I can resonate with this. When I was younger, I was told about my potential—my potential to do this or achieve that. I’m not young (despite what my mother implied this morning), and while I’ve had success, I’m not sure I’ve realized the level of potential that was expected by others and myself.

See, potential is an interesting thing. Potential means there is a possibility of becoming or developing into something in the future. It’s not a guarantee, but often, the implication is that achieving it is an effort dependent on the person or circumstances between now and some future date.

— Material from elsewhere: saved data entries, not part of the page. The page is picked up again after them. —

PR #664, opened 2021-02-20
[RUN-1388] Throttle In-Flight Requests to Homebase

jmickey:

### What this does

This PR implements a queue that wraps calls to the `retryRequest` function. Functionally this should limit the number of concurrent requests to `homebase` to the size of the queue - in this case I have limited it to 2.

The effect of this still requires some additional testing. 

### Notes for the reviewer

### More information

- [Jira ticket SC-0000](https://snyksec.atlassian.net/browse/RUN-1388)

### Screenshots


src/transmitter/index.ts
```diff
@@ -12,16 +12,40 @@ import {
...
+    IWorkloadMetadataPayload |
+    IDeleteWorkloadPayload;
+}
 
 const upstreamUrl = config.INTEGRATION_API || config.DEFAULT_KUBERNETES_UPSTREAM_URL;
 
+// Async queue wraps around the call to retryRequest in order to limit
+// the number of requests in flight to Homebase at any one time.
+const reqQueue = queue(async function(req: HomebaseRequest) {
+  return await retryRequest(req.method, req.url, req.payload);
```
ivanstanev, line 32: Might need to wrap in try-catch to avoid unhandled promise rejections

ivanstanev (commented):
Great stuff! 👏 

We also may want to remove the queue that protects "sending workload metadata to Homebase" defined here: https://github.com/snyk/kubernetes-monitor/blob/2f50c1ca50bacc56047f90ab57911a1188632fd6/src/supervisor/watchers/handlers/pod.ts#L42-L47 It had a concurrency of 10 and only applied to sending workload meta, I like that this approach handles _everything_ now 👏

src/transmitter/index.ts
jmickey: The call to push is awaited and wrapped in try-catch. I'll need to check but that should avoid unhandled promise rejections:
https://github.com/snyk/kubernetes-monitor/pull/664/files#diff-d40843739012d28af7cb08fc87c96ded838baa28d5a6c617d41e75d9b5402d54R72

ivanstanev: Doesn't that line just enqueue the request? I think the callback here executes the request asynchronously with some sort of worker, but unfortunately `retryRequest()` can throw

jmickey: So, if I'm reading this page correctly: https://caolan.github.io/async/v3/global.html then an error should bubble up to the call to `push`.

I'll install it into a playground project and test it to verify though.

jmickey: I can confirm based on testing that this works as I had hoped.

src/transmitter/index.ts
```diff
@@ -12,16 +12,40 @@ import {
   IDependencyGraphPayload,
 } from './types';
 import { getProxyAgent } from './proxy';
+import { queue } from 'async';
```
ivanstanev, line 15: Nit: should be at the top with other `node_modules` imports

src/transmitter/index.ts
```diff
@@ -12,16 +12,40 @@ import {
...
     try {
-      const {response, attempt} = await retryRequest('post', `${upstreamUrl}/api/v1/dependency-graph`, payload);
+      const request: HomebaseRequest = {
+        method: 'post',
+        url: `${upstreamUrl}/api/v1/dependency-graph`,
+        payload: payload,
+      };
+
+      const { response, attempt } = await reqQueue.pushAsync(request);
+      // const {response, attempt} = await retryRequest('post', `${upstreamUrl}/api/v1/dependency-graph`, payload);
```
ivanstanev, line 48: Nit: can delete the comment (and in the other places where it happens)

src/transmitter/index.ts
dkontorovskyy, line 15: nit: move library imports to the top of the file, please 🙏

jmickey: I refuse.


jk. Will do that now

test/unit/supervisor/pod-watch-handler-caches.test.ts
```diff
@@ -47,14 +47,14 @@ tap.test('image and workload image cache', async (t) => {
   const podObject: V1Pod = YAML.parse(podFixture);
   await pod.podWatchHandler(podObject);
   await sleep(500);
-  t.equals(pushCallCount, 2, 'pushed data to send');
+  t.equals(pushCallCount, 1, 'pushed data to send');
```
ivanstanev, line 50: Wow I had no idea this test file exists 😆

src/transmitter/index.ts
```diff
@@ -39,7 +63,14 @@ export async function sendScanResults(payloads: ScanResultsPayload[]): Promise<b
...
     try {
-      const {response, attempt} = await retryRequest('post', `${upstreamUrl}/api/v1/scan-results`, payload);
+      const request: HomebaseRequest = {
+        method: 'post',
+        url: `${upstreamUrl}/api/v1/scan-results`,
+        payload: payload,
+      };
+
+      const { response, attempt } = await reqQueue.pushAsync(request);
+      // const {response, attempt} = await retryRequest('post', `${upstreamUrl}/api/v1/scan-results`, payload);
```
dkontorovskyy, line 73: Left-overs?

src/transmitter/index.ts
dkontorovskyy, line 48: Left-overs?

ivanstanev (approved):
Small nits to fix but other than that 🚀

src/transmitter/index.ts
```diff
@@ -71,7 +109,14 @@ export async function sendWorkloadMetadata(payload: IWorkloadMetadataPayload): P
...
   try {
-    const {response, attempt} = await retryRequest('delete', `${upstreamUrl}/api/v1/workload`, payload);
+    const request: HomebaseRequest = {
+      method: 'delete',
+      url: `${upstreamUrl}/api/v1/workload`,
+      payload: payload,
+    };
+
+    const { response, attempt } = await reqQueue.pushAsync(request);
+    // const {response, attempt} = await retryRequest('delete', `${upstreamUrl}/api/v1/workload`, payload);
```
dkontorovskyy, line 119: Left-overs?

test/unit/supervisor/pod-watch-handler-caches.test.ts
dkontorovskyy, line 50: Can you Jestify the tests 🙏 
Based on our discussion, you touched it, you jest it :)

.tool-versions
```diff
@@ -0,0 +1 @@
+nodejs lts-erbium
```
dkontorovskyy, line 1: Why we need this?

jmickey: https://github.com/asdf-vm/asdf

config.default.json
```diff
@@ -12,7 +12,7 @@
     "MAX_AGE_MS": 60000
   },
   "WORKLOADS_TO_SCAN_QUEUE_WORKER_COUNT": 10,
-  "METADATA_TO_SEND_QUEUE_WORKER_COUNT": 10,
+  "REQUEST_QUEUE_LENGTH": 2,
```
dkontorovskyy, line 15: Why it's 2?

jmickey: Assuming a response time of 200-300ms then 2 concurrent requests should average out to about 400-500 requests per minute. I think that is a decent starting point. We can tweak as we go

test/unit/supervisor/pod-watch-handler-caches.test.ts
jmickey: Updated it.

I considered just deleting these tests because they're kinda pointless but whatever

ivanstanev (approved):

PR #665, opened 2021-02-21
feat: support excluding namespaces from scanning

jmickey:

### What this does

Adds support for customers to specify a list of namespaces they would like to exclude from snyk-monitor's scanning. 

### Notes for the reviewer

### More information

- [Jira ticket SC-0000](https://snyksec.atlassian.net/browse/SC-0000)
- [Link to documentation](https://github.com/Snyk/registry/wiki/)

### Screenshots

### DIFF
--- a/src/common/config.ts
+++ b/src/common/config.ts
@@ -1,14 +1,28 @@
 import * as uuidv4 from 'uuid/v4';
 import { loadConfig } from 'snyk-config';
+import * as fs from 'fs';
 
 const config: Record<string, any> = loadConfig(__dirname + '/../..', {
   secretConfig: process.env.CONFIG_SECRET_FILE,
 });
 
+const namespacesFilePath = '/etc/config/namespaces';
+
+function loadExcludedNamespaces(): string[] | null {
+  try {
+    const data = fs.readFileSync(namespacesFilePath, 'UTF-8');
+    const namespaces: string[] = data.split(/\r?\n/);
+    return namespaces;
+  } catch (err) {
+    return null;
+  }
+}
+
 config.AGENT_ID = uuidv4();
 config.INTEGRATION_ID = config.INTEGRATION_ID.trim();
 config.CLUSTER_NAME = config.CLUSTER_NAME || 'Default cluster';
 config.IMAGE_STORAGE_ROOT = '/var/tmp';
+config.EXCLUDED_NAMESPACES = loadExcludedNamespaces();
 
 /**
  * Important: we delete the following env vars because we don't want to proxy requests to the Kubernetes API server.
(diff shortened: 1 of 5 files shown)


src/common/config.ts
```diff
@@ -1,14 +1,28 @@
...
 const config: Record<string, any> = loadConfig(__dirname + '/../..', {
   secretConfig: process.env.CONFIG_SECRET_FILE,
 });
 
+const namespacesFilePath = '/etc/config/namespaces';
+
+function loadExcludedNamespaces(): string[] | null {
+  try {
+    const data = fs.readFileSync(namespacesFilePath, 'UTF-8');
+    const namespaces: string[] = data.split(/\r?\n/);
```
dkontorovskyy, line 14:
```suggestion
    const namespaces: string[] = data.split(/\r?\n/).filter(Boolean);
```
It will filter out any empty lines if there will be case like that

src/common/config.ts
```diff
@@ -1,14 +1,28 @@
 import * as uuidv4 from 'uuid/v4';
 import { loadConfig } from 'snyk-config';
+import * as fs from 'fs';
 
 const config: Record<string, any> = loadConfig(__dirname + '/../..', {
   secretConfig: process.env.CONFIG_SECRET_FILE,
 });
 
+const namespacesFilePath = '/etc/config/namespaces';
```
dkontorovskyy, line 9: Where is Helm charts you define this localtion?

dkontorovskyy (commented):
I 💯  😍 this PR 

Couple of questions and suggestions:
1. Would you mind adding some tests
2. Do we also need to update helm yaml im the root folder?

src/common/config.ts
jmickey: https://github.com/snyk/kubernetes-monitor/pull/665/files#diff-4d1b7a6d5d6f40fba7fa252f965e47092c24f6c7715d9be94adc3b320b303b12R54-R57

ivanstanev: `snyk-monitor/templates/configmap.yaml`

src/common/config.ts
```diff
@@ -1,14 +1,28 @@
...
+
+function loadExcludedNamespaces(): string[] | null {
+  try {
+    const data = fs.readFileSync(namespacesFilePath, 'UTF-8');
+    const namespaces: string[] = data.split(/\r?\n/);
+    return namespaces;
+  } catch (err) {
```
ivanstanev, line 16: Should we log in case users have made an error/typo and we need to debug it?

ivanstanev (commented):
Looks good! Note in the future we may also have a mechanism to "monitor workloads only in these listed namespaces" so we should consider this approach in the context of future changes. Also in the context of using Rego for other policies work, wonder if we could use the same mechanism everywhere 🤷

ivanstanev:
Closing so we stop getting alerts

When applied to people, this is a really hard thing to hear. When someone says, “You have potential,” the expectation is that you will do great things. What if you don’t? Who’s fault is it? Usually, the implication is that you failed to reach your potential. The word “failed” in that sentence. That is a rough word to hear.

The truth is, failure is often not you. It can be situational. Your interests are also important. Maybe achieving that potential wasn’t important to you. Maybe you didn’t have the tools needed to reach your full potential, such as coaches, supplies, equipment, access to facilities, or something similar. Yet you are stuck with that word.

As a coach, I think back on the times that I have said this to a team. This might have put additional pressure on people, pressure that may have been unwelcome or unnecessarily stressful.

See, pressure is about expectations. It implies belief but puts too much responsibility on the individual. In my future coaching, I plan to talk more about belief and work on helping people discover their own potential. I can acknowledge potential but want to focus on support instead of calling it out.

Our world would be less stressed if we focused on supporting each other instead of recognizing and discussing potential.